[Collected data]
'''

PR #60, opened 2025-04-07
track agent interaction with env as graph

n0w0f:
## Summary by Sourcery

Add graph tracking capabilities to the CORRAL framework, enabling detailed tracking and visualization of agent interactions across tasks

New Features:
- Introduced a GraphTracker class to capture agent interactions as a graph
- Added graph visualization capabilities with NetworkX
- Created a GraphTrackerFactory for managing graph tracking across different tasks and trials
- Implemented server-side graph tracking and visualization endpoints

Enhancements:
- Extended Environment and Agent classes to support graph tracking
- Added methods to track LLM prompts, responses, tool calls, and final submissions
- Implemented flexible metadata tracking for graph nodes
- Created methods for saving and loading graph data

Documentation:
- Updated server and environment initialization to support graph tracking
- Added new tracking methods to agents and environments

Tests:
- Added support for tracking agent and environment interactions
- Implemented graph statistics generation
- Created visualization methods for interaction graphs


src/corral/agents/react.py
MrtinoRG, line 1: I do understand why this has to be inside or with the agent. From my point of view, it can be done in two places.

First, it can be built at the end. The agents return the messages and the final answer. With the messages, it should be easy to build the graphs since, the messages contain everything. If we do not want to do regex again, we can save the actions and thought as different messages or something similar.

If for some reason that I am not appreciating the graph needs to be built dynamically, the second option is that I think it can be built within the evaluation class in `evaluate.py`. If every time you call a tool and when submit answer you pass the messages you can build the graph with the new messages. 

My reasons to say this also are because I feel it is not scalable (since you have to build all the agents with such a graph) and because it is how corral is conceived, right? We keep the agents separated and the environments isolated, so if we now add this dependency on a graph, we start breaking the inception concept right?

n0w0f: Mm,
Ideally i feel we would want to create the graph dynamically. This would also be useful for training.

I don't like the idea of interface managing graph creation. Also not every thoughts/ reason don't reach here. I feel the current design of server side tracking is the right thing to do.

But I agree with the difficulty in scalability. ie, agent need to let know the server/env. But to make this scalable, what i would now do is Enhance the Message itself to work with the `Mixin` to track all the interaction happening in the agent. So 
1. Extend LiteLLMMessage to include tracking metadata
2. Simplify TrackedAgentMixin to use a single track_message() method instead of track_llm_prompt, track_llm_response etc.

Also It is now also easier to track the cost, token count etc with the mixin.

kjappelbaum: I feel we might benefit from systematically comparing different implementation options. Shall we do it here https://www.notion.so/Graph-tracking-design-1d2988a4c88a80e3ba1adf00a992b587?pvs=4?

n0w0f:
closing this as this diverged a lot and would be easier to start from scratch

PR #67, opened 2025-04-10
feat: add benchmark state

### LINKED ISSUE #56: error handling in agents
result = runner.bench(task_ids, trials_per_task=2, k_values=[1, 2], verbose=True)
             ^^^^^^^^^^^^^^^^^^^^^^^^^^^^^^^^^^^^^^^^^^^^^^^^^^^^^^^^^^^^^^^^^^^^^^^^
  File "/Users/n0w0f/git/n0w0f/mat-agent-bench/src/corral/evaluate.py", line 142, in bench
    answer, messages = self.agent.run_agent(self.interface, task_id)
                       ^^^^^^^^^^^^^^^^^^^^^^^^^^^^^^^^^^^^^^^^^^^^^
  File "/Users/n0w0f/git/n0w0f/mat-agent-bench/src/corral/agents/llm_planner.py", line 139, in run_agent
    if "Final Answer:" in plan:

'''

■ **WHAT YOU ARE ASKED TO DO**:
Return a copy of each line in the entries that carries the string "tasks".

■ **SOLUTION TO THIS EXERCISE**:
Add graph tracking capabilities to the CORRAL framework, enabling detailed tracking and visualization of agent interactions across tasks
- Created a GraphTrackerFactory for managing graph tracking across different tasks and trials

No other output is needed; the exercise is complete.